*EXERCISE DESCRIPTION*:
Please copy the leading lines of the entries below exactly, concluding with the line in which "Update areas of" occurs.

*RECORD SET*:
====================

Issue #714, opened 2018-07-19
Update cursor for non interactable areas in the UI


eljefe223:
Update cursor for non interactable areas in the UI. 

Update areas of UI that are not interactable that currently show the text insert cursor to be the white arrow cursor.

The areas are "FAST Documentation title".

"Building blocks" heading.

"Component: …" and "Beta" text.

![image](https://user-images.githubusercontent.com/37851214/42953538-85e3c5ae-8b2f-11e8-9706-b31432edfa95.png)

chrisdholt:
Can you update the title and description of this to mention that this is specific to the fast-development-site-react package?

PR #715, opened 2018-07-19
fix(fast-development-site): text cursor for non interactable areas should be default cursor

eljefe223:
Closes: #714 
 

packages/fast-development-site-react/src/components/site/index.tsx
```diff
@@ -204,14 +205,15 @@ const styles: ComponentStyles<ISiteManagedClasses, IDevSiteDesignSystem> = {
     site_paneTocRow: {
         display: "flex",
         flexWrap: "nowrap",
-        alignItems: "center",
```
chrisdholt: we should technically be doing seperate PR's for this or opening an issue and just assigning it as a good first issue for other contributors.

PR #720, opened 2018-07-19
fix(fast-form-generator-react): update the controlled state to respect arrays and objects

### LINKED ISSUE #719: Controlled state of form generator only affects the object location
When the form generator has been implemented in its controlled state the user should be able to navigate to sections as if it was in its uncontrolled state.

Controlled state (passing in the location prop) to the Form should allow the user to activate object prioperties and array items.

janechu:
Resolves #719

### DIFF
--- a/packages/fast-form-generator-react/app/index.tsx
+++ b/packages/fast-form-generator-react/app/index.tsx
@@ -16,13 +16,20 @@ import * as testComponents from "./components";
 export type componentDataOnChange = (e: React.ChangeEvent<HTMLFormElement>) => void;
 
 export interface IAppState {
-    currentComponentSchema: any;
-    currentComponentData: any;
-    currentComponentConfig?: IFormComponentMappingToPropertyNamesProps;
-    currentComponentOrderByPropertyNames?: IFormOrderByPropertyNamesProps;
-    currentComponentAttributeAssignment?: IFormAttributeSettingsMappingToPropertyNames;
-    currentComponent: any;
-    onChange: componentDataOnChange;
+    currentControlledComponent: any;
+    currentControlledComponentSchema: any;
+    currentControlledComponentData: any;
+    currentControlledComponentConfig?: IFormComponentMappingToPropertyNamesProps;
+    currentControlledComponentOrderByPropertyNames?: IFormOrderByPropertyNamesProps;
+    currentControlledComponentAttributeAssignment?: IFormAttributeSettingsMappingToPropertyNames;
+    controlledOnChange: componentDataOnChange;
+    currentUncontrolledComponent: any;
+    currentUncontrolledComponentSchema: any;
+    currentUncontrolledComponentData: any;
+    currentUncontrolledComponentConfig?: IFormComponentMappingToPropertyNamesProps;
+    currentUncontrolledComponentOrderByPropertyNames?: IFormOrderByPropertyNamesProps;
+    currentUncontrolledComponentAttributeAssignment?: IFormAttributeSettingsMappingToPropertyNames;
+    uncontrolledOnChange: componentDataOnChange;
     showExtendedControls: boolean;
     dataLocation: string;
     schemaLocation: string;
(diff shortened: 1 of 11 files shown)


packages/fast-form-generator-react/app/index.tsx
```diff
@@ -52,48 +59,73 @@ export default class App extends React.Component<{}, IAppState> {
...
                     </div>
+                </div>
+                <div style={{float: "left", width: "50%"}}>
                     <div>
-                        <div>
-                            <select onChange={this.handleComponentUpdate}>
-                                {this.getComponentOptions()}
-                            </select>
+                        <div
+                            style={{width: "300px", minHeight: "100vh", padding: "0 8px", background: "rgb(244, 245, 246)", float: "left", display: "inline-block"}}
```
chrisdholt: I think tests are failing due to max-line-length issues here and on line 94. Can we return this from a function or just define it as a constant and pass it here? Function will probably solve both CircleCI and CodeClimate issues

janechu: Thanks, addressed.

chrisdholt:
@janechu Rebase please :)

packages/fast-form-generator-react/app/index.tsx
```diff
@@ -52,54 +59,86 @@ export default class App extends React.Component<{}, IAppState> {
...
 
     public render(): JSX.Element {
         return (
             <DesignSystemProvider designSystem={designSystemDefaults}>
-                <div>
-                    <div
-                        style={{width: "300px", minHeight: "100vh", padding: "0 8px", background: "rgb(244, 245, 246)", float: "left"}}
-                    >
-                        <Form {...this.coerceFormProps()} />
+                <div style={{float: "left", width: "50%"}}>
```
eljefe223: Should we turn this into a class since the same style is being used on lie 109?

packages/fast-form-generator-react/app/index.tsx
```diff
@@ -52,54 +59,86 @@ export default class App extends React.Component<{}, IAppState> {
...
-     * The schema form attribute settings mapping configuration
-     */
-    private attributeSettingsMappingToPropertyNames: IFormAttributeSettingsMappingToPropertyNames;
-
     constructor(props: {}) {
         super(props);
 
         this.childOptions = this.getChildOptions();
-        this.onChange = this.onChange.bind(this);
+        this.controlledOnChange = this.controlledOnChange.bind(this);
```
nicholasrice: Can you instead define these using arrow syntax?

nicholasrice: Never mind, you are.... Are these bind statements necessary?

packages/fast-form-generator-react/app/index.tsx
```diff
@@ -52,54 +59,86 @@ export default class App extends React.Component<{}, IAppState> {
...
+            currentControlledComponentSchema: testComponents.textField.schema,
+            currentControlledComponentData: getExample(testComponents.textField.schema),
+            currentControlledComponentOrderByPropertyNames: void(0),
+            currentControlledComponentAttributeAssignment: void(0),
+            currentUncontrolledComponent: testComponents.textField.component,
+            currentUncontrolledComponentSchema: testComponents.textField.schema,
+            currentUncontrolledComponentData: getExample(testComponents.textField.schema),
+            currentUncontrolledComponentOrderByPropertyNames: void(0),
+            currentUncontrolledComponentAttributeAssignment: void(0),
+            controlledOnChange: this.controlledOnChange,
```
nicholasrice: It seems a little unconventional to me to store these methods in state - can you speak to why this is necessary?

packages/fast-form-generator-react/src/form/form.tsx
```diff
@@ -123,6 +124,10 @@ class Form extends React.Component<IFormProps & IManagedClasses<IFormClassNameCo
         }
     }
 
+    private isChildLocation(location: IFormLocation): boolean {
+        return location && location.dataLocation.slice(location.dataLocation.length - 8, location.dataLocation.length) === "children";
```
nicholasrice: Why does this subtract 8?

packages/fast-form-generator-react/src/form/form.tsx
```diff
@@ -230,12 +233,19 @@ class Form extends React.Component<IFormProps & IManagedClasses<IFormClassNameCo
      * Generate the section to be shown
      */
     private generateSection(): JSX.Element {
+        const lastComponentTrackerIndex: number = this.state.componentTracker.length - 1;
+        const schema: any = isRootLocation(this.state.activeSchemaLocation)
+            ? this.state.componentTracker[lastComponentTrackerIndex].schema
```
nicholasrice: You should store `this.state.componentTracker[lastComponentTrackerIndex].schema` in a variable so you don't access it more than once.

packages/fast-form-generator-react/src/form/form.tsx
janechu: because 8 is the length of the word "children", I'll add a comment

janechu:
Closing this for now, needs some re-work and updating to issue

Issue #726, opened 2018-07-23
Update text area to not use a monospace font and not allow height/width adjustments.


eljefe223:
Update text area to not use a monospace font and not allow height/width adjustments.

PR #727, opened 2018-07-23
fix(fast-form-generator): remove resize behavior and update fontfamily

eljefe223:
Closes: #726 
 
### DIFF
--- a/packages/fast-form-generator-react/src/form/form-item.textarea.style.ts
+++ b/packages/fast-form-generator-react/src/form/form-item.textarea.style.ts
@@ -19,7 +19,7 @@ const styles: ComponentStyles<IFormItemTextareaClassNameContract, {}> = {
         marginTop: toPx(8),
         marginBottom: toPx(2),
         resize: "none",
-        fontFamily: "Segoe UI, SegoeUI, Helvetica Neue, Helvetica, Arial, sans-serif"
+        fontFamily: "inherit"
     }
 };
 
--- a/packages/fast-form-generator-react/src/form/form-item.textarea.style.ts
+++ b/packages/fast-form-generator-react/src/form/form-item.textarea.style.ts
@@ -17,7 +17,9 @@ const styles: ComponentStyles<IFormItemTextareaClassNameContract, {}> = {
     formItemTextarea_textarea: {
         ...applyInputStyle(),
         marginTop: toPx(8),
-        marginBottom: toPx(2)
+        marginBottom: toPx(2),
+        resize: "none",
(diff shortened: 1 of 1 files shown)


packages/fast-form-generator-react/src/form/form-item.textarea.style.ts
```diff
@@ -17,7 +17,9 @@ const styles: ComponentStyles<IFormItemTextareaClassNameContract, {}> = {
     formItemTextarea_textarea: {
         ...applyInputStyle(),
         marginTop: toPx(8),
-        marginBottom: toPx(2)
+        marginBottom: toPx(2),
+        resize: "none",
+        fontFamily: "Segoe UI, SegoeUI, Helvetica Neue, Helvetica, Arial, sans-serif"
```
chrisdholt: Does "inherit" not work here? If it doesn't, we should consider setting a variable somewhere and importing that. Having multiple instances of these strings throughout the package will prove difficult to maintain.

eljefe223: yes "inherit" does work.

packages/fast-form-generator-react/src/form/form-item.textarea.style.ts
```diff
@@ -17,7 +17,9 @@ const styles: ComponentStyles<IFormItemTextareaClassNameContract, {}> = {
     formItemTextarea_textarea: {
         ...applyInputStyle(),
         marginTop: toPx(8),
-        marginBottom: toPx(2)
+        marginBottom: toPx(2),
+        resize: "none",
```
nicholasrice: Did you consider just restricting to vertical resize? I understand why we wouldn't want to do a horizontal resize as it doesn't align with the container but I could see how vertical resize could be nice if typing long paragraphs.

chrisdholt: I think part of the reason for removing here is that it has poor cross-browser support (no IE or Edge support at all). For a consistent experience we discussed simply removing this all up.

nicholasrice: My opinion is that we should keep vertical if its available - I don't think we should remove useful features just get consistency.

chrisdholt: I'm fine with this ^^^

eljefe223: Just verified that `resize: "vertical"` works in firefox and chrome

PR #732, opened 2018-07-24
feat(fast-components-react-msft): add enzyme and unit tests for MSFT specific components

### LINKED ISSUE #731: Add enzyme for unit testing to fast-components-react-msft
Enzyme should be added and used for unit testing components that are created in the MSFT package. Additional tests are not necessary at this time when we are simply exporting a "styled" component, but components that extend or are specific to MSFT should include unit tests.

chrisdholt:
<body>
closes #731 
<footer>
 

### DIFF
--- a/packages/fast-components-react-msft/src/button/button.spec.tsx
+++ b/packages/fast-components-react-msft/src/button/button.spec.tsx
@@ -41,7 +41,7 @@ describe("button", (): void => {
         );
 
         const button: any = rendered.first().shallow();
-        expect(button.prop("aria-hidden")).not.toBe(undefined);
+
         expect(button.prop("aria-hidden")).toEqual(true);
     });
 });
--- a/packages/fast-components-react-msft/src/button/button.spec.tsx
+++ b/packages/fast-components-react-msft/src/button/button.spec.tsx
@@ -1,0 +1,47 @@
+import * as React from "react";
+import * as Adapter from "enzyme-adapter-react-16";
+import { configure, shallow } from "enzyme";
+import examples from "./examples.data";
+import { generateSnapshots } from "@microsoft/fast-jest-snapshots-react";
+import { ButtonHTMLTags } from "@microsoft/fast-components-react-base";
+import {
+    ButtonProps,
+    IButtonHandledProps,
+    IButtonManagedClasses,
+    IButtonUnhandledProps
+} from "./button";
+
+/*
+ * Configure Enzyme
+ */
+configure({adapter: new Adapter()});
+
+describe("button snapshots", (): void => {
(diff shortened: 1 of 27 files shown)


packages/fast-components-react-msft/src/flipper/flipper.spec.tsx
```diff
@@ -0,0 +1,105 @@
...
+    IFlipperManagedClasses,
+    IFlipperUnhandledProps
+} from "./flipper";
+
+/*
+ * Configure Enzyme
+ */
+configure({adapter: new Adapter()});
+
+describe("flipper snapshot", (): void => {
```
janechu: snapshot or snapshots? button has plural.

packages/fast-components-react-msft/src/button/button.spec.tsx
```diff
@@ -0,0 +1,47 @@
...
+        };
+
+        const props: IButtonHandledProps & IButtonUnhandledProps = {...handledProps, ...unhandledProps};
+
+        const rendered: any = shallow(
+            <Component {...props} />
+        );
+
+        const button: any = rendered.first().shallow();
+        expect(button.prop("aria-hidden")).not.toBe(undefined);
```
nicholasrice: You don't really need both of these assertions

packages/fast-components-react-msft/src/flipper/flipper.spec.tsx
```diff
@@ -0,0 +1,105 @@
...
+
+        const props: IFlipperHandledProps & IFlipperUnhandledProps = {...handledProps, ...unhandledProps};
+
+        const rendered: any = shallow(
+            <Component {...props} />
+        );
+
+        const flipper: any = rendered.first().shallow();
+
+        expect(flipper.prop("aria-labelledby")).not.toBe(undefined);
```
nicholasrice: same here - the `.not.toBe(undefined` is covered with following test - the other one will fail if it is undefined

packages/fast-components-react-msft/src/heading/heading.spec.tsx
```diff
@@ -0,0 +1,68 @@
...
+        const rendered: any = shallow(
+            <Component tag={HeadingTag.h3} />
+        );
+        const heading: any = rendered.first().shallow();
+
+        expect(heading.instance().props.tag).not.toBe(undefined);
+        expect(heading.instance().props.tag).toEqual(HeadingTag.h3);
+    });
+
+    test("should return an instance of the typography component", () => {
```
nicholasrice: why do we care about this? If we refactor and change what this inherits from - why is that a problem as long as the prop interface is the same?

====================

*WRITTEN ANSWER*:
Issue #714, opened 2018-07-19
Update cursor for non interactable areas in the UI


eljefe223:
Update cursor for non interactable areas in the UI. 

Update areas of UI that are not interactable that currently show the text insert cursor to be the white arrow cursor.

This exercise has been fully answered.